Where a line below contains "lower", count it. Reply with the total only.

INPUT>

········

PR #8737, opened 2021-01-10
C#9 pattern enhancements

### LINKED ISSUE #8728: Use C# 7/8/9 features

gerhardol:
Fixes #8728
Separated from #8734 (based on this)

## Proposed changes

Enable C#9 'syntactic sugar' for pattern matching.
Mostly changed with intellicode suggestions and a few manual changes.

Separated from #8734 to merge that quickly and discuss the changes here.
I would like to apply the changes in FileViewer.cs at least.
Maybe StyleCop changes are required toadd parenthesis to improve readability to merge this.

## Test methodology 

manual

----

### DIFF
--- a/GitCommands/Git/GitBranchNameNormaliser.cs
+++ b/GitCommands/Git/GitBranchNameNormaliser.cs
@@ -14,7 +14,7 @@ namespace GitCommands.Git
     {
         /// <summary>
         /// Ensures that the branch name meets the GIT branch naming conventions.
-        /// For more details refer to <see href="https://www.git-scm.com/docs/git-check-ref-format/1.8.2"/>.
+        /// For more details refer to <see href="https://git-scm.com/docs/git-check-ref-format"/>.
         /// </summary>
         /// <param name="branchName">Name of the branch.</param>
         /// <param name="options">The options.</param>
@@ -37,7 +37,7 @@ namespace GitCommands.Git
 
         3. They cannot have two consecutive dots '..' anywhere.
 
-        4. They cannot have ASCII control characters (i.e. bytes whose values are lower than \040, or \177 DEL), space, tilde '~', caret '^', or colon ':' anywhere.
+        4. They cannot have ASCII control characters (i.e. bytes whose values are lower than \040, or \177 DEL), space ' ', tilde '~', caret '^', or colon ':' anywhere.
 
         5. They cannot have question-mark '?', asterisk '*', or open bracket '[' anywhere. See the --refspec-pattern option below for an exception to this rule.
 
@@ -47,7 +47,9 @@ namespace GitCommands.Git
 
         8. They cannot contain a sequence '@{'.
 
-        9. They cannot contain a '\'.
+        9. They cannot be the single character '@'.
+
+        10. They cannot contain a '\'.
 
         These rules make it easy for shell script based tools to parse reference names, pathname expansion by the shell when a reference name is used unquoted (by mistake), and also avoids ambiguities in certain reference name expressions (see gitrevisions(7)):
 
@@ -88,6 +90,7 @@ namespace GitCommands.Git
             }
 
             // run rules in reverse order
+            branchName = Rule10(branchName, options);
             branchName = Rule09(branchName, options);
             branchName = Rule08(branchName, options);
             branchName = Rule07(branchName, options);
@@ -108,8 +111,7 @@ namespace GitCommands.Git
         /// </summary>
         public static bool IsValidChar(char c)
         {
-            return (c >= 32 && c < 127) &&
-                    c != ' ' && c != '~' && c != '^' && c != ':' &&
+            return c is (> ' ' and < '~' and not ('^' or ':')) &&
                     Array.IndexOf(Path.GetInvalidPathChars(), c) < 0;
         }
 
@@ -229,12 +231,23 @@ namespace GitCommands.Git
         }
 
         /// <summary>
-        /// Branch name cannot contain a '\'.
+        /// Branch name cannot be the single character '@'.
         /// </summary>
         /// <param name="branchName">Name of the branch.</param>
         /// <param name="options">The options.</param>
         /// <returns>Normalised branch name.</returns>
         internal string Rule09(string branchName, GitBranchNameOptions options)
+        {
+            return branchName != "@" ? branchName : options.ReplacementToken;
+        }
+
+        /// <summary>
+        /// Branch name cannot contain a '\'.
+        /// </summary>
+        /// <param name="branchName">Name of the branch.</param>
+        /// <param name="options">The options.</param>
+        /// <returns>Normalised branch name.</returns>
+        internal string Rule10(string branchName, GitBranchNameOptions options)
         {
             return Regex.Replace(branchName, @"(\\{1,})", options.ReplacementToken);
         }
--- a/GitUI/GitUICommands.cs
+++ b/GitUI/GitUICommands.cs
@@ -1459,7 +1459,7 @@ namespace GitUI
                 return false;
             }
 
-            if ((command == BlameHistoryCommand || command == FileHistoryCommand) && args.Count <= 2)
+            if (command is (BlameHistoryCommand or FileHistoryCommand) && args.Count <= 2)
             {
                 MessageBox.Show("Cannot open blame / file history, there is no file selected.", "Blame / file history", MessageBoxButtons.OK, MessageBoxIcon.Error);
                 return false;
--- a/GitUI/Script/SplitButton.cs
+++ b/GitUI/Script/SplitButton.cs
@@ -321,7 +321,7 @@ namespace GitUI.Script
                               bounds.Width - _dropDownRectangle.Width - internalBorder,
                               bounds.Height - (internalBorder * 2) + 2);
 
-            bool drawSplitLine = State == PushButtonState.Hot || State == PushButtonState.Pressed || !Application.RenderWithVisualStyles;
+            bool drawSplitLine = State is (PushButtonState.Hot or PushButtonState.Pressed) || !Application.RenderWithVisualStyles;
 
             if (RightToLeft == RightToLeft.Yes)
             {
@@ -619,7 +619,7 @@ namespace GitUI.Script
             {
                 offset = excess_width;
             }
-            else if (h_image == HorizontalAlignment.Center && (h_text == HorizontalAlignment.Left || h_text == HorizontalAlignment.Center))
+            else if (h_image == HorizontalAlignment.Center && h_text is (HorizontalAlignment.Left or HorizontalAlignment.Center))
             {
                 offset += excess_width / 3;
             }
@@ -682,7 +682,7 @@ namespace GitUI.Script
             {
                 offset = excess_height;
             }
-            else if (v_image == VerticalAlignment.Center && (v_text == VerticalAlignment.Top || v_text == VerticalAlignment.Center))
+            else if (v_image == VerticalAlignment.Center && v_text is (VerticalAlignment.Top or VerticalAlignment.Center))
             {
                 offset += excess_height / 3;
             }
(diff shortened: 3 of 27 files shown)


RussKie (commented):
I'm not going to block this work, but so far this syntax makes me think more. Perhaps with time it'll get easier.

pmiossec:
No problem for me to read it. I like it.
But I think it will take a lot of time to think about using it...

gerhardol:
Rebased to resolve conflicts
An alternative supported by StyleCop is the following. 

Before (slightly tweaked)
```C#
        public static bool IsValidChar(char c)
        {
            return c > ' ' && c < '~' && c != '^' && c != ':' &&
                    Array.IndexOf(Path.GetInvalidPathChars(), c) < 0;
        }

```

Currently in the PR
```C#
        public static bool IsValidChar(char c)
        {
            return (c is > ' ' and < '~' and not '^' and not ':') &&
                    Array.IndexOf(Path.GetInvalidPathChars(), c) < 0;
        }
```

Alternative (must be is())
```C#
        public static bool IsValidChar(char c)
        {
            return c is(> ' ' and < '~' and not '^' and not ':') &&
                    Array.IndexOf(Path.GetInvalidPathChars(), c) < 0;
        }
```

ResourceManager/GitExtensionsControl.cs
```diff
@@ -123,7 +123,7 @@ public static bool IsTextEditKey(Keys keys, bool multiLine = false)
             keys &= ~Keys.Shift; // ignore the SHIFT key as modifier
             switch (keys)
             {
-                case Keys key when (key >= Keys.A && key <= Keys.Z) || (key >= Keys.D0 && key <= Keys.D9) || (key >= Keys.Oem1 && key <= Keys.Oem102):
+                case Keys key when key is >= Keys.A and <= Keys.Z or >= Keys.D0 and <= Keys.D9 or >= Keys.Oem1 and <= Keys.Oem102:
```
RussKie, line 126: How about this?
```diff
diff --git a/ResourceManager/GitExtensionsControl.cs b/ResourceManager/GitExtensionsControl.cs
index 2c23fc061..f2301ec8c 100644
--- a/ResourceManager/GitExtensionsControl.cs
+++ b/ResourceManager/GitExtensionsControl.cs
@@ -123,7 +123,10 @@ public static bool IsTextEditKey(Keys keys, bool multiLine = false)
             keys &= ~Keys.Shift; // ignore the SHIFT key as modifier
             switch (keys)
             {
-                case Keys key when key is >= Keys.A and <= Keys.Z or >= Keys.D0 and <= Keys.D9 or >= Keys.Oem1 and <= Keys.Oem102:
+                case Keys key when key is
+                    (>= Keys.A and <= Keys.Z) or
+                    (>= Keys.D0 and <= Keys.D9) or
+                    (>= Keys.Oem1 and <= Keys.Oem102):
                 case Keys.Space:
                 case Keys.Back:
                 case Keys.Delete:
```

GitUI/Script/SplitButton.cs
```diff
@@ -321,7 +321,7 @@ protected override void OnPaint(PaintEventArgs pevent)
                               bounds.Width - _dropDownRectangle.Width - internalBorder,
                               bounds.Height - (internalBorder * 2) + 2);
 
-            bool drawSplitLine = State == PushButtonState.Hot || State == PushButtonState.Pressed || !Application.RenderWithVisualStyles;
+            bool drawSplitLine = State is PushButtonState.Hot or PushButtonState.Pressed || !Application.RenderWithVisualStyles;
```
RussKie, line 324:
```suggestion
            bool drawSplitLine = !Application.RenderWithVisualStyles || (State is PushButtonState.Hot or PushButtonState.Pressed);
```

GitUI/GitUICommands.cs
```diff
@@ -1431,7 +1431,7 @@ public bool RunCommand(IReadOnlyList<string> args)
                 return false;
             }
 
-            if ((command == BlameHistoryCommand || command == FileHistoryCommand) && args.Count <= 2)
+            if ((command is BlameHistoryCommand or FileHistoryCommand) && args.Count <= 2)
```
RussKie, line 1434:
```suggestion
            if (args.Count <= 2 && (command is BlameHistoryCommand or FileHistoryCommand))
```

RussKie (commented):
I'm not a big fan, but I can live with this

GitCommands/Git/GitBranchNameNormaliser.cs
```diff
@@ -107,8 +107,7 @@ public string Normalise(string branchName, GitBranchNameOptions options)
         /// </summary>
         public static bool IsValidChar(char c)
         {
-            return (c >= 32 && c < 127) &&
-                    c != ' ' && c != '~' && c != '^' && c != ':' &&
+            return (c is > ' ' and < '~' and not '^' and not ':') &&
```
sharwell, line 110: 💭 No way I would have known that `'~'` is 0x7E. We should document why this range has been chosen.

GitUI/GitUICommands.cs
sharwell: I prefer the form already in code. The condition which restricts the argument count is the command, so it should be checked first unless fast-path performance dictates otherwise (which is not a problem in this case).

GitUI/Script/SplitButton.cs
sharwell: Intensely agree with the suggestion here. Parentheses are essential.

Plugins/Statistics/GitStatistics/PieChart/EdgeColor.cs
```diff
@@ -51,7 +51,7 @@ public static Color GetRenderingColor(EdgeColorType edgeColorType, Color color)
 
         private static EdgeColorType GetContrastColorType(Color color, EdgeColorType colorType)
         {
-            Debug.Assert(colorType == EdgeColorType.Contrast || colorType == EdgeColorType.EnhancedContrast, "colorType == EdgeColorType.Contrast || colorType == EdgeColorType.EnhancedContrast");
+            Debug.Assert(colorType is EdgeColorType.Contrast or EdgeColorType.EnhancedContrast, "colorType == EdgeColorType.Contrast || colorType == EdgeColorType.EnhancedContrast");
```
sharwell, line 54:
```suggestion
            Debug.Assert(colorType is EdgeColorType.Contrast or EdgeColorType.EnhancedContrast, "colorType is EdgeColorType.Contrast or EdgeColorType.EnhancedContrast");
```

Plugins/Statistics/GitStatistics/PieChart/PieChart3D.cs
```diff
@@ -851,7 +851,7 @@ protected virtual void InitializePieSlices()
         /// </returns>
         protected SizeF GetSliceDisplacement(float angle, float displacementFactor)
         {
-            Debug.Assert(displacementFactor > 0F && displacementFactor <= 1F, "displacementFactor > 0F && displacementFactor <= 1F");
+            Debug.Assert(displacementFactor is > 0F and <= 1F, "displacementFactor > 0F && displacementFactor <= 1F");
```
sharwell, line 854:
```suggestion
            Debug.Assert(displacementFactor is > 0F and <= 1F, "displacementFactor is > 0F and <= 1F");
```

sharwell, line 854: 💡 Consider using `IsDisplacementValid` instead of duplicating the check.

```suggestion
            Debug.Assert(IsDisplacementValid(displacementFactor), "IsDisplacementValid(displacementFactor)");
```

ResourceManager/GitExtensionsControl.cs
sharwell: Considering what the code on the left is, I'm fine with keeping one line as long as the parentheses are returned. If wrapping is applied, I would suggest placing the `or` operators at the beginning of lines instead of the end.

sharwell (commented):
Need documentation for one of the changes, and parentheses added for cases where `and` and `or` are both used, and cases where `and`/`or` are used with `&&`/`||`.

ResourceManager/GitExtensionsControl.cs
RussKie: > suggest placing the `or` operators at the beginning of lines instead of the end.

Works for me

Plugins/Statistics/GitStatistics/PieChart/PieChart3D.cs
gerhardol: IsDisplacementValid() is not the same but ==0F is handled anyway so I will change

gerhardol: ok

GitCommands/Git/GitBranchNameNormaliser.cs
gerhardol: This is documented in the top of the file. I updated the link and compared to current (adding one rule).

GitUI/Script/SplitButton.cs
gerhardol: Added parenthesis in general. Did not change the order here (kept as below)

```C#
bool drawSplitLine = State is(PushButtonState.Hot or PushButtonState.Pressed) || !Application.RenderWithVisualStyles;
```

gerhardol:
Added parenthesis to all changes (as it was only statements with && or || that was changed).
I was not completely sure what paren style that was suggested, I added my last suggestion, also suggested here:
https://github.com/gitextensions/gitextensions/pull/8748#discussion_r556874914
That can be changed in this PR (and StyleCop should allow a space after is before paren).

RussKie:
@sharwell do you think it is feasible to enhance [SA1008](https://github.com/DotNetAnalyzers/StyleCopAnalyzers/blob/master/documentation/SA1008.md) to play nicely with the new syntax?
Do you know if this issue is tracked anywhere, or do I need to raise a new issue?

sharwell:
Can you file a new issue for it?

RussKie:
@gerhardol can you try updating the package to the latest beta https://www.nuget.org/packages/StyleCop.Analyzers?

gerhardol:
Updated to latest beta package of StyleCop. We were already using a beta version, so not a big difference
Also rewrote a few statements
One new check had to be addressed too

Separate commits, for reviews

mstv (approved):

RussKie (approved):

RussKie:
```
1) Error : GitUITests.UserControls.RevisionGrid.RevisionGraphMultiThreadingTests.ShouldReorderInTopoOrder
  System.AggregateException : One or more errors occurred.
    ----> System.ArgumentException : Unable to sort because the IComparer.Compare() method returns inconsistent results. Either a value does not compare equal to itself, or one value repeatedly compared to another value yields different results. IComparer: 'System.Array+FunctorComparer`1[GitUI.UserControls.RevisionGrid.Graph.RevisionGraphRevision]'.
     at System.Threading.Tasks.Task.WaitAll(Task[] tasks, Int32 millisecondsTimeout, CancellationToken cancellationToken)
     at System.Threading.Tasks.Task.WaitAll(Task[] tasks, Int32 millisecondsTimeout)
     at System.Threading.Tasks.Task.WaitAll(Task[] tasks)
     at GitUITests.UserControls.RevisionGrid.RevisionGraphMultiThreadingTests.ShouldReorderInTopoOrder() in C:\projects\gitextensions\UnitTests\GitUI.Tests\UserControls\RevisionGrid\Graph\RevisionGraphMultiThreadingTests.cs:line 62
  --ArgumentException
     at System.Collections.Generic.IntrospectiveSortUtilities.ThrowOrIgnoreBadComparer(Object comparer)
     at System.Collections.Generic.ArraySortHelper`1.Sort(T[] keys, Int32 index, Int32 length, IComparer`1 comparer)
     at System.Array.Sort[T](T[] array, Int32 index, Int32 length, IComparer`1 comparer)
     at System.Collections.Generic.List`1.Sort(Comparison`1 comparison)
     at GitUI.UserControls.RevisionGrid.Graph.RevisionGraph.BuildOrderedNodesCache(Int32 currentRowIndex) in C:\projects\gitextensions\GitUI\UserControls\RevisionGrid\Graph\RevisionGraph.cs:line 336
     at GitUI.UserControls.RevisionGrid.Graph.RevisionGraph.GetNodeForRow(Int32 row) in C:\projects\gitextensions\GitUI\UserControls\RevisionGrid\Graph\RevisionGraph.cs:line 130
     at GitUITests.UserControls.RevisionGrid.RevisionGraphMultiThreadingTests.Render() in C:\projects\gitextensions\UnitTests\GitUI.Tests\UserControls\RevisionGrid\Graph\RevisionGraphMultiThreadingTests.cs:line 113
     at GitUITests.UserControls.RevisionGrid.RevisionGraphMultiThreadingTests.<ShouldReorderInTopoOrder>b__5_2() in C:\projects\gitextensions\UnitTests\GitUI.Tests\UserControls\RevisionGrid\Graph\RevisionGraphMultiThreadingTests.cs:line 56
     at System.Threading.Tasks.Task.InnerInvoke()
     at System.Threading.Tasks.Task.Execute()
```

gerhardol:
> 1) Error : GitUITests.UserControls.RevisionGrid.RevisionGraphMultiThreadingTests.ShouldReorderInTopoOrder

Seem to be a flaky test. I do not see any of my changes related to this and it runs OK locally.

gerhardol:
@msftbot merge in 24 hours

········

EXPECTED OUTPUT>
2